I am trying to bulid phylogenetic tree on NGS data of 7 samples with respect to 6 annotated reference genomes.I tried MAFFT plugin, but did not succeed
Hello Sanjay Gautam, if you'd like to keep going with Geneious you may should consider asking your questions at the Geneious support forum:
https://support.geneious.com/forums
Here, also employees respond to your questions, but you should provide more info on your data set (genome size, how you've set up the alignment, which geneious version are you using,...). And if you'd like to do comparative genomics by aligning whole genomes I'd rather suggest the MAUVE aligner, which is also available as plugin.

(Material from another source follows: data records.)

PR #9940, opened 2023-12-31
[R] Minor improvements for evaluation printing

david-cortes:

This PR makes some small changes in the evaluation metrics printing:
* It uses a plus-minus sign for the standard deviation instead of '+', since that's what the standard deviation is meant to represent.
* It prints 'round' before the boosting round number in order to make these prints visually different from R's `print`.
* It uses R's `sd` function to calculate standard deviations, which correctly applies a bias correction for sampling bias and uses more numerically robust techniques than the current difference of squares.

### DIFF
--- a/R-package/R/callbacks.R
+++ b/R-package/R/callbacks.R
@@ -766,7 +766,7 @@ xgb.gblinear.history <- function(model, class_index = NULL) {
   enames <- names(eval_res)
   if (is.null(enames))
     stop('evaluation results must have names')
-  iter <- sprintf('[round: %d]\t', iter)
+  iter <- sprintf('[%d]\t', iter)
   if (!is.null(eval_err)) {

Hello Sanjay Gautam, if you'd like to keep going with Geneious you may should consider asking your questions at the Geneious support forum:
https://support.geneious.com/forums
Here, also employees respond to your questions, but you should provide more info on your data set (genome size, how you've set up the alignment, which geneious version are you using,...). And if you'd like to do comparative genomics by aligning whole genomes I'd rather suggest the MAUVE aligner, which is also available as plugin.
I second Sascha's recommendation that you stick with Geneious. Their support is second to none in my experience - if you are having issues I would talk to them.
Geneious has become my primary tool for nucleotide alignment, curation and viewing. It handles large alignments very well. Their phylogenetic tools aren't bad either depending on what you're after (I find the Bayesian plug-in a bit inefficient when compared to the command line variant).